The major virulence determinant in M. ulcerans is a polyketide-derived macrolide: mycolactone. Mycolactone was originally isolated from M. ulcerans 1615, a Malaysian isolate, as a mixture of cis/trans isomers designated mycolactone A and mycolactone B. Identical molecules were also found to be present in two M. ulcerans isolates from the Democratic Republic of Congo. [ 26 ] More recent evidence shows that M. ulcerans 1615 produces a family of mycolactone congeners which differ primarily in the number of hydroxyl groups and double bonds. [ 27 ]

Mycolactone appears to play a key role in the pathogenesis of Buruli ulcer. In vivo studies using a guinea pig model of infection suggest that mycolactone is responsible for both the extensive tissue damage and immunosuppression which accompanies Buruli ulcer. [ 26 ] The activity of mycolactone on cultured fibroblasts and macrophage cell lines produces a distinct cytopathic phenotype. The earliest effect is cell rounding, which occurs within 10 h after addition of mycolactone to cultured cells. At 36 h, treated cells are arrested in G1 of the cell cycle, and by 72 h, cells begin to die via apoptosis. [ 21 ]

Bacterial macrolides are produced as secondary metabolites by soil bacteria, particularly bacteria such as Streptomyces and Saccharopolyspora species in the order Actinomycetales. [ 28 ] Interestingly, a number of related macrolides or congeners are often produced by a single bacterial isolate. [ 29 ]

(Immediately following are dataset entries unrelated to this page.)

PR #3811, opened 2016-03-09
Remove openjck from cc: list of account help bugs

openjck:


kuma/users/jinja2/socialaccount/signup.html
```diff
@@ -79,7 +79,7 @@
               {% endif %}
               </p>
 
-              <p>{% trans bug_href='https://bugzilla.mozilla.org/enter_bug.cgi?assigned_to=nobody%40mozilla.org&bug_file_loc=http%3A%2F%2F&bug_ignored=0&bug_severity=normal&bug_status=NEW&cc=jkarahalis%40mozilla.com&cf_fx_iteration=---&cf_fx_points=---&component=Account%20Help&contenttypemethod=autodetect&contenttypeselection=text%2Fplain&defined_groups=1&flag_type-4=X&flag_type-607=X&flag_type-791=X&flag_type-800=X&flag_type-803=X&form_name=enter_bug&maketemplate=Remember%20values%20as%20bookmarkable%20template&op_sys=All&priority=--&product=Mozilla%20Developer%20Network&rep_platform=All&status_whiteboard=%5Btrouble-logging-in%5D&target_milestone=---&version=unspecified&format=__standard__' %}
+              <p>{% trans bug_href='https://bugzilla.mozilla.org/enter_bug.cgi?product=Mozilla%20Developer%20Network&component=Account%20Help&format=__standard__' %}
```
jwhitlock: This URL has some very different options. Did you test this? If you don't have time, can you reduce the change to just removing you from CC?

openjck: Yeah, it was tested. Most of the options aren't needed, but the *Remember bug template* button generates a URL that specifies each field with a URL parameter, even if that field should use its default value. The last time we updated this, we just copied the URL generated by the *Remember bug template* button, which included parameters we didn't really need.

On second look, though, there is one field we might want to keep: the whiteboard. I'll update the URL to keep that.

kuma/users/jinja2/socialaccount/signup.html
```diff
@@ -79,7 +79,7 @@
               {% endif %}
               </p>
 
-              <p>{% trans bug_href='https://bugzilla.mozilla.org/enter_bug.cgi?assigned_to=nobody%40mozilla.org&bug_file_loc=http%3A%2F%2F&bug_ignored=0&bug_severity=normal&bug_status=NEW&cc=jkarahalis%40mozilla.com&cf_fx_iteration=---&cf_fx_points=---&component=Account%20Help&contenttypemethod=autodetect&contenttypeselection=text%2Fplain&defined_groups=1&flag_type-4=X&flag_type-607=X&flag_type-791=X&flag_type-800=X&flag_type-803=X&form_name=enter_bug&maketemplate=Remember%20values%20as%20bookmarkable%20template&op_sys=All&priority=--&product=Mozilla%20Developer%20Network&rep_platform=All&status_whiteboard=%5Btrouble-logging-in%5D&target_milestone=---&version=unspecified&format=__standard__' %}
+              <p>{% trans bug_href='https://bugzilla.mozilla.org/enter_bug.cgi?format=__standard__&component=Account%20Help&product=Mozilla%20Developer%20Network&status_whiteboard=%5Btrouble-logging-in%5D' %}
```
openjck: Updated. Besides the change to the *cc:* field, the only difference between the two forms is the *Platform* field. The new Bugzilla default is *Unspecified*, which I think makes more sense than *All*. Most login issues do affect all platforms, but we probably shouldn't assume.

jezdez:
r+

PR #5217, opened 2019-01-25
bug 1518482: nofollow search pagination links

escattone:
This PR blocks well-behaved crawlers from following the `Previous`/`Next` pagination buttons at the bottom of the search results page. From some research into the 429 errors that the Google Bot experiences when crawling MDN (mainly from users running searches), this should significantly reduce the number of times the Google Bot is rate-limited by the `search` endpoint. Currently, it appears that the crawler follows the pagination links until the end of the pagination, and is often rate-limited.

### DIFF
--- a/kuma/search/jinja2/search/results.html
+++ b/kuma/search/jinja2/search/results.html
@@ -165,12 +165,12 @@
 
             <div class="pager">
               {% if previous %}
-                <a class="button" href="{{ previous }}" id="search-result-previous">
+                <a class="button" href="{{ previous }}" id="search-result-previous" rel="nofollow">
                 {{ _('Previous') }}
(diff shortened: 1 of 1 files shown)


jwhitlock:
I'm surprised that the search results page has ``<meta name="robots" content="noindex, follow">``. I was expecting ``nofollow``. It looks like ``noindex`` was added in [bug 1024798](https://bugzilla.mozilla.org/show_bug.cgi?id=1024798) 5 years ago, but without much SEO justification.

I'd like to get the opinion of our SEO expert before we make this change.

escattone:
Closing this PR, since our SEO expert recommended that we simply disallow the search endpoint via robots.txt.

PR #5224, opened 2019-01-30
bug 1518482: disallow search in robots.txt

escattone:
This PR disallows the search endpoint in `robots.txt` per recommendation of our SEO expert. It is the rebirth of #5221, but with a new approach to disallowing the search endpoint in the `robots.txt` file such that valid document pages whose slug includes `/search` will not be included.

It has been tested using the [Google Search console's robots.txt Tester](https://www.google.com/webmasters/tools/robots-testing-tool?siteUrl=https://developer.mozilla.org/).

To test locally:
- Add `ALLOW_ROBOTS_WEB_DOMAINS=localhost:8000` to your `.env` file prior to `docker-compose up -d`
- Navigate to http://localhost:8000/robots.txt

### DIFF
--- a/kuma/landing/views.py
+++ b/kuma/landing/views.py
@@ -102,7 +102,8 @@ Disallow: /*profiles*/edit
 Disallow: /skins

Diagnosis Classical approach for identification of mycobacteria

According to the traditional methods, mycobacteria are preliminarily identified by growth rate and pigmentation. [ 30 ] This preliminary grouping may provide presumptive identification of the organism and directs the selection of key biochemical tests to characterize an unknown mycobacterium. [ 31 ] [ 32 ]

Clinical diagnosis

Because M. ulcerans infection is associated with nonspecific clinical manifestations and indolent course, it is important to consider every nodule or ulcer in an endemic area as a suspected M. ulcerans infection until proven otherwise. A nodule is firm and painless. In the absence of superinfection(s) an ulcer is painless or minimally painful, has the characteristic undermined edge and a whitish-yellow necrotic base. Previous residence in an endemic area should raise the suspicion of M. ulcerans infection.

Laboratory diagnosis
  • Smears from the necrotic base of ulcers stained by the Ziehl-Neelsen method often reveal clumps of acid-fast bacilli (AFB). Appropriately selected biopsy specimens that include the necrotic base and the undermined edge of lesions with subcutaneous tissue are nearly always diagnostic.
  • M. ulcerans can be cultured from many lesions, either from exudates or tissue fragments, but visible growth often requires 6 to 8 weeks incubation at 33°C.

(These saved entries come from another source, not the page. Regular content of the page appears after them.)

PR #5228, opened 2019-02-01
bug 1467518: update kuma.core to support Python 3

escattone:
This PR adds support for Python 3 to the `core` app. It seems large but the vast majority of the changes are routine and easy to review. There are a few places that require explanation however:
- The three module-level functions of `kuma/core/managers.py` (`parse_tag_namespaces`, `allows_tag_namespace_for`, and `resolve_allowed_tags`) don't seem to be used anywhere (except for within themselves) and `resolve_allowed_tags` contains [this](https://github.com/mozilla/kuma/blob/ded7edc29de3f996636405156d9d5ed0b332f826/kuma/core/managers.py#L150) which needs to be modified to work with Python 3's iterable-view implementation of `keys()` (and there are no tests), so I've simply removed all of them.
- I've removed the context manager `safe_query_string` within `kuma/core/middleware.py`. It's not needed since `HttpResponsePermanentRedirect` already calls `iri_to_uri` on its path argument.
- Within `kuma/core/tests/test_validators.py`, I was careful to maintain the byte strings that `test_valid_javascript_identifier` is called with (since the function has conversion code for that case), but all of them probably don't need to be maintained that way.
- I decided to add `from __future__ import unicode_literals` to every file, even ones that really didn't need it like `kuma/core/exceptions.py` (to support the consistent addition of string literals to those files in the future). 
- @jwhitlock and I discussed the change to [this test](https://github.com/mozilla/kuma/blob/ded7edc29de3f996636405156d9d5ed0b332f826/kuma/core/tests/test_middleware.py#L40) over video.


kuma/core/managers.py
```diff
@@ -32,9 +34,10 @@ def __init__(self, *args, **kwargs):
         super(NamespacedTaggableManager, self).__init__(*args, **kwargs)
 
 
+@python_2_unicode_compatible
```
jwhitlock: Nice use of ``@python_2_unicode_compatible``

kuma/core/managers.py
```diff
@@ -112,59 +115,6 @@ def _ensure_ns(self, namespace, tags):
         return ns_tags
 
 
-def parse_tag_namespaces(tag_list):
```
jwhitlock: Kuma is weird. This appears to have been added 8 years ago, never used.

kuma/core/tests/test_validators.py
```diff
@@ -11,31 +13,31 @@ def test_valid_javascript_identifier(self):
         The function ``valid_javascript_identifier`` validates a given identifier
         according to the latest draft of the ECMAScript 5 Specification
         """
-        self.assertTrue(valid_javascript_identifier('hello'))
+        self.assertTrue(valid_javascript_identifier(b'hello'))
```
jwhitlock: It's so tempting to re-write this in the parametrized purest style. But I think this straightforward migration is best for getting Py3 done 👍

kuma/core/admin.py
```diff
@@ -1,3 +1,5 @@
+from __future__ import unicode_literals
```
jwhitlock: I like including this, it should help shake out any string issues before we switch.

PR #5229, opened 2019-02-01
bug 1467518: update kuma.dashboards to support Python3

escattone:
Minor changes to update `kuma.dashboards` to better support Python 3.

### DIFF
--- a/kuma/dashboards/forms.py
+++ b/kuma/dashboards/forms.py
@@ -1,3 +1,5 @@
+from __future__ import unicode_literals
+
 from django import forms
 from django.conf import settings
 from django.utils.translation import ugettext_lazy as _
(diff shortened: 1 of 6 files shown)


jwhitlock:
@escattone the reason for the failing Python 2 tests was so dumb I had to add the commit to fix it. ``datetime.isoformat`` was throwing a ``TypeError`` when you pass it a unicode string in Python 2, or a byte string in Python 3. This was getting swallowed by the Constance machinery and returned as a "try again later please" with no data.

The call was ``now.isoformat(' ')``, to use a space rather than `T` to separate the date from the time. Luckily, ``str(now)`` does the same thing, and picks the right string type for Python 2 and 3.

escattone:
@jwhitlock Nice catch, thanks!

Appropriately selected tissue specimen that include necrotic subcutaneous tissue and the undermined edge of ulcerated lesions are frequently diagnostic. Specimens from skin and subcutaneous tissue from nonulcerated lesions are likewise often diagnostic.

Modern diagnostic techniques

Buruli ulcer is often diagnosed late, when treatment can be very difficult and frustrating. Confirmation by culture takes 6–8 weeks. Rapid diagnostic methods for M. ulcerans infection, as well as methods of rapid identification of the organism in clinical and environmental specimens would be a significant advance in the management of M. ulcerans infection. Screening to detect early infection could guide early intervention.

Polymerase chain reaction (PCR) in diagnosis

There are several PCR methods available that could increase the speed of diagnosis of M. ulcerans infection. [ 33 ] PCR is relatively expensive compared to microscopy, and is notorious for producing false-positive results in laboratories that lack experience with PCR. In high-prevalence regions such as West Africa, PCR may not be any more rapid than an accurate clinical case definition combined with a smear that shows acid-fast bacilli. In countries such as Australia, where the incidence is low, the great majority of patients who have nodules, papules or skin ulcers do not have M. ulcerans disease. In this situation, PCR is a quicker way of making the diagnosis with a high degree of confidence. The main advantage of PCR is that M. ulcerans disease can be diagnosed within 24 hours. PCR usefulness for mycobacterial infections is generally limited, however, and at present it is recommended that PCR is used as a rapid ancillary test, not as a replacement for culture and histology.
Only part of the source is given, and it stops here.